- Interactive map of Makaibari Tea Estate
- Location: Darjeeling district, West Bengal, India
- Coordinates: 26°51′20″N 88°16′04″E﻿ / ﻿26.855478°N 88.267652°E
- Area: 120 ha (300 acres)
- Elevation: 600–1,500 m (2,000–4,900 ft)
- Owner: Luxmi Group
- Open: 1859

= Makaibari Tea Estate =

Tea garden in West Bengal, India

Makaibari Tea Estate is a tea garden in the Kurseong CD block in the Kurseong subdivision of the Darjeeling district in the Indian state of West Bengal.

==Etymology==
Makaibari literally means 'corn field'.

==History==
Makaibari Tea Estate, founded in 1852, by Captain Samler, an Agent of the Darjeeling Tea Company. Samler sold the plantation to Girish Chandra Banerjee, who ran a commissary and mail services in Kurseong. It is one of the oldest tea gardens in Darjeeling. The tea factory at Makaibari was the first in Darjeeling district, commissioned in 1859 and closed in 1933. It is one of the few tea gardens in Darjeeling owned by an Indian family. Except for a brief ownership under Captain Samler, the garden has been with the Banerjees throughout. (Bipra Das Palchoudhuri's Gayabari, Tindharia and Mohurgang Tea Estates and Kamal Halder's Kamalpur Tea Estate have been with the family ever since the beginning and unlike other Darjeeling tea gardens it had no British connections.) Since the 1970s, Makaibari was led by the fourth generation planter and researcher, Swaraj Kumar Banerjee.
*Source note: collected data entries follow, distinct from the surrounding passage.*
PR #1996, opened 2020-05-06
align `teidata.version` with Semantic Versioning Specification, closes #1993

### LINKED ISSUE #1993: discrepancy of P5 version number vs definition of version attribute of TEI
The version number of the _TEI Guidelines_ is (at least nowadays) stored in ./p5.xml at /TEI/teiHeader/fileDesc/editionStmt/edition/ref[2]. The value therein is copied from ./VERSION.

The current contents of that file (in the dev branch) is “4.1.0a”. Makes sense. The current release is 4.0.0, and we are anticipating the release of 4.1.0 in August or thereabouts by referring to the development branch copy as an alpha. IIRC, we plan to switch that to beta at the time when we go into “refrigeration” mode, and thus will use “4.1.0b” for a couple of weeks; and then the new release will be “4.1.0”. All well and good.

BUT the definition of the `@version` attribute of `<TEI>` is teidata.version, which in turn is defined as a token that matches "[\d]+(\.[\d]+){0,2}", and gets that definition from the Unicode standard. Thus the ‘a’ or ‘b’ at the end of our version number (which I submit could just as well be an ‘α’ or ‘β’) for P5 cannot be used on the `@version` attribute of `<TEI>` (or `<teiCorpus>`).

This strikes me as bad on general principles. But in specific, it causes a problem for building tei_customization which wants to use the version number of the p5.xml that was used as its source as both the `@version` of its own `<TEI>` and the `@version` of a TEI document that conforms to it. (And, I daresay, all Exemplars should do that. But that’s a different ticket.)

Possible solutions:

1. Stop using ‘a’, ‘b’, ‘α’, or ‘β’ in our version numbers. I don’t like this for a variety of reasons, most obviously that it means the version number of an in-development version looks like a released version number.
2. Strip the ‘a’, ‘b’, ‘α’, or ‘β’ off before using the VERSION number on `@version` of tei_customizatoin. I don’t like this because that means tei_customization is lying about its own pedigree.
3. Change the definition of `@version` of `<TEI>`, or `@version` of att.versioned to allow for an optional ultimate ‘a’, ‘b’, ‘α’, or ‘β’. I like this, but it does involve some work. First, we would have to decide on whether or not to keep `@version` of `<TEI>` and `<unicodeName>` the same (allowing a trailing letter where none should be allowed in the case of `<unicodeName>`), or have `<unicodeName>` inherit then modify the attribute so it is further restricted. Second, we would no longer be able to rely soley on the Unicode definition of a version number.

peterstadler:
This PR updates the regex used for defining the value of `teidata.version` to match the Semantic Versioning Specification. In fact, it's a slight modification of the provided regex at https://semver.org to work around the special flavor of XML Schema Regular Expressions (see https://www.regular-expressions.info/xml.html).

Additionally, the english prose was updated and some 'wrong'  `@version` attributes removed from the Guidelines source.


P5/Source/Specs/teidata.version.xml
```diff
@@ -9,21 +9,20 @@ See the file COPYING.txt for details
...
   <desc versionDate="2013-11-20"
          xml:lang="en">defines the range of attribute values which may be used to
-  specify a TEI or Unicode version number.</desc>
+    specify a version number following the Semantic Versioning Specification.</desc>
   <desc xml:lang="fr"
          versionDate="2007-06-12">définit la gamme des valeurs d'attribut
   exprimant un numéro de version TEI.</desc>
   <content>
-      <dataRef name="token" restriction="[\d]+(\.[\d]+){0,2}"/>
+    <dataRef name="token" restriction="(0|[1-9]\d*)\.(0|[1-9]\d*)\.(0|[1-9]\d*)(-((0|[1-9]\d*|\d*[\-a-zA-Z][\-0-9a-zA-Z]*)(\.(0|[1-9]\d*|\d*[\-a-zA-Z][\-0-9a-zA-Z]*))*))?(\+([\-0-9a-zA-Z]+(\.[\-0-9a-zA-Z]+)*))?"/>
```
sydb, line 17: I have not hand-parsed the regular expression and seen that it makes sense. I did test it against all 71 test cases, and it correctly flags the first 31 as valid and the remaining 40 as invalid. So this looks like the correct W3C regular expression for SemVer.
So hurrah! to @peterstadler for a job well done. I think he should submit this to the SemVer folks, but hope he’ll coordinate with me, as I may have an entirely different regexp for them, as well.
That said, I think we should be much more restrictive for `@version` of `<TEI>` and `<teiCorpus>`. Something more akin to `4\.1(\.(0|[1-9]\d*))?(-(alpha|beta))?(\+([\-0-9a-zA-Z]+(\.[\-0-9a-zA-Z]+)*))?`.

P5/Source/Specs/teidata.version.xml
```diff
@@ -9,21 +9,20 @@ See the file COPYING.txt for details
...
+  <remarks versionDate="2020-05-04"
             xml:lang="en">
       <p>The value of this attribute follows the pattern specified by
-    the Unicode consortium for its version number (<ptr target="http://unicode.org/versions/"/>). A version number
-    contains digits and fullstop characters only. The first number
-    supplied identifies the major version number. A second and third
-    number, for minor and sub-minor version numbers, may also be
-    supplied.
+        the Semantic Versioning Specification (<ptr target="https://semver.org"/>). A version number
+    contains digits only and consists at least of three parts separated by a dot.
```
sydb, line 23: 1. “consists at least of three parts” should probably be “consists of at least three parts”.
2. But in truth (as alluded to above), I am not sure why a user should be **required** to specify the patch number in the `@version` of `<TEI>` or `<teiCorpus>`.

sydb (commented):
See individual comments.

duncdrum:
I have to say the question if TEI (guidelines and stylesheets) is an api according sem-ver definition is not straight forward to me. Actually i m leaning more towards saying yes. 

IIRC anything that is build metadata should be sorted alphabetically when determining version precedence, no?

sydb:
Maybe it’s me … I am certainly an old dog in a new trick game. But I cannot see TEI as an API. (In fact, I just yesterday got a virtual earful of how it is problematic that there is no Web API that allows one to get snippets of the source of the _Guidelines_.) An API “defines the kinds of calls or requests that can be made, how to make them, the data formats that should be used, the conventions to follow, etc.” [Wikipedia]. What call or request can a software system make to TEI?

As for build metadata, I wish that were so, @duncdrum, but what the SemVer spec says is “Build metadata does not figure into precedence”.

But I think we want build metadata included in our little universe, although we may want to go ahead with this ticket first, and then add it later.

raffazizzi:
VF2F subgroup thinks that it is appropriate to say that a TEI version number follows the Semantic Versioning Specification. 
Before we merge, however, could @peterstadler address @sydb's other comments?

sydb:
Council SVF2F NA group thinks:
- Still pending @peterstadler to make mods requested by me (per @raffazizzi)
- Still need to decide whether or not the value of `@version` should be required to match the (beginning of) the version of the schema
- Still need prose to explain what it means to be conforming to SemVer

sydb:
Council SVF2F NA group still thinks the 3 items listed on 07 May should be addressed. For 2nd bullet point we suggest that there be a soft requirement. I.e., prose that says “they should match”, not an actual schema test that will fail if they don’t.
@peterstadler should consider himself poked about the other two bullet points.

ebeshero:
Council meeting 2022-04-08: Add language to indicate that for the TEI Guidelines we’re inspired by the semantic versioning conventions but we’re applying our own TEI conventions to it (not following the custom for identifying “major” / “minor”.)

sydb:
Note: commit 713184682 did nothing except merge in the 664 commits that had been made to 'dev' branch in the interim.

sabineseifert:
Council at VF2F 16 March 2024:

Discussion
- Main problem: versioning system (major-dot-minor-dot-patch followed by optional ‘a’ or ‘b’, or supposedly ‘α’, ‘Β’, “alpha”, or “beta”) is not permitted by the datatype used for `TEI/@version` and `teiCorpus/@version`
- datatypes for other version numbers need rationalization as well
- `teidata.version` should allow for multiple variations
- Should the TEI provide a datatype that is not used by any actual element or attribute defined by the Guidelines themselves?

Council decision: Development of a comprehensive system for datatypes of version numbers
- An uber-datatype (e.g. `teidata.version` or `teidata.versionIndicator` or `teidata.versionNumber`) should be defined as an alternation of various specific datatypes which match particular kinds of version numbering systems. E.g.:
  - `teidata.semVer` would match the major-dot-minor-dot-patch-optional-dash-details kinda thing (`TEI/@version`, `teiCorpus/@version`)
  - `teidata.calVer` would match date-like version numbers (e.g.: 20240315)
  - `teidata.unicodeVer` would match theirs (`att.gaijiProp`)
  - `teidata.version.versionNumber` (e.g. 4.7.0)
- `teidata.version` would be defined as something like
```
<dataSpec ident="teidata.version">
<content>
<alternate minOccurs="1" maxOccurs="1">
        	 <dataRef key="teidata.version.semVer"/>
        	 <!-- follows semantic versioning syntax, see https://semver.org/ -->
        	 <dataRef key="teidata.version.calVer"/>
        	 <!-- follows calendar versioning syntax, see https://calver.org/ -->
        	 <dataRef key="teidata.version.unicodeVer"/>
        	 <!-- an enumerated list of Unicode versions (currently in att.gaijiProp)-->
        	 <dataRef key="teidata.version.versionNumber"/>
        	 <!-- for backwards comopatability -->
    	 	</alternate>
	 </content>
</dataSpec>
```
- original issue [#1993](https://github.com/TEIC/TEI/issues/1993): value of `@version` on `TEI/teiCorpus` will be changed to `teidata.version.semVer`
- SB: a TEI schema should permit only 1 possible value on `TEI/@version` or `teiCorpus/@version`, namely that schema’s version number. That schema number might be derived by appending the `schemaSpec/@ident` to the version number of the schema pointed to by `@source`. [This would be a new ticket.]

tuurma:
Buenos Aires F2F: action on @sydb to update the existing ticket with a redirect to SB’s branch (and corresponding ticket) and then close this PR

sydb:
Per the Buenos Aires F2F, Council is taking a different, more expansive approach, and this PR is to be closed. See [today’s comment](https://github.com/TEIC/TEI/issues/1993#issuecomment-2505132827) on the issue itself.

P.S. I personally think this branch should be kept, as the regex @peterstadler created for SemVer is worth keeping, as, IIRC, it is better than the one they supply.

The Luxmi Group acquired Makaibari Tea Estate in 2014. However, Swaraj Kumar Banerjee continued to be chairman of the company till 2017. The Luxmi group owns 25 tea estates in Assam, Darjeeling, Rwanda and North Bengal. Dipankar Chatterjee, the company chairman, has been a planter for over 40 years.

In 2017, Swaraj Kumar Banerjee finally left Makaibari handing over reigns of the tea estate to Rudra Chatterjee, 30 years his junior.

In 2018, Swaraj Kumar Banerjee announced that he will gift his 12% shares in the Makaibari Tea and Trading Company, which he retained after he sold majority of his stake to the Kolkata-based Luxmi Group, to the workers.

==Coordinates==

===The garden===
Located at an altitude of 1500 m above sea level, the estate covers six ridges. Tea plantation takes place over 120 ha out of a total of 670 ha. The balance area is left for forestry development.

Three rivers flow through the tea estate and join the Balason.

Makaibari Tea Estate has sustained the residents of seven villages: Kodobari, Fulbari, Koilapni, Cheptey, Makaibari, Thapathali and Chungey.

Note: The map alongside presents some of the notable locations in the subdivision. All places marked in the map are linked in the larger full screen map.

==Achievements==
Makaibari was the first garden to be certified for trade in the world. It was one of the first few to be awarded fair trade certifications. In 1988 it was the first garden to be awarded/ certified as the fully organic tea garden.

Makaibari produces around 100,000 kg tea annually. Darjeeling Tea commands an average price ranging from Rs. 970–1,050 per kg. Makaibari tea fetches around Rs. 3,000 per kg. In 2017, a special pack of 5 kg of first flush handcrafted Darjeeling tea from Makaibari fetched the highest ever price for any first flush tea at $302 (Rs. 21,746) per kg. While tea connoisseurs in Europe prefer first flush tea, those in UK and Japan prefer second flush tea. In 2014 a special lot of handcrafted second flush tea from Makaibari fetched $1,850 (Rs. 1.57 lakh) per kg. That was the most expensive Indian tea ever sold.

==Tea tourism==
Makaibari has organised 'home stay' arrangements in the villages around the tea estate. Comfortable accommodation and food are provided. Additionally, the tourists (foreigners and Indians) not only get to be acquainted with the tea garden, but also with the lifestyle of the villagers. The 'home stay' programmes started by the management "where Gorkha tea workers host visitors in chalets attached to their own homes", provide extra income for the workers.

==Socio-cultural amenities==
Makaibari Tea Estate employs around 700 workers and 45 staff. All workers working in the garden have permanent work status. The company does not engage casual labourers for garden or factory activity.

Foodgrains, umbrellas and shoes are given to the workers free of cost. The management has established primary schools. There is a club, a computer centre and community halls with television sets. A library has also been opened for children of garden workers. There is a garden hospital and a visiting doctor. Workers and their families are entitled to free treatment in the garden hospital.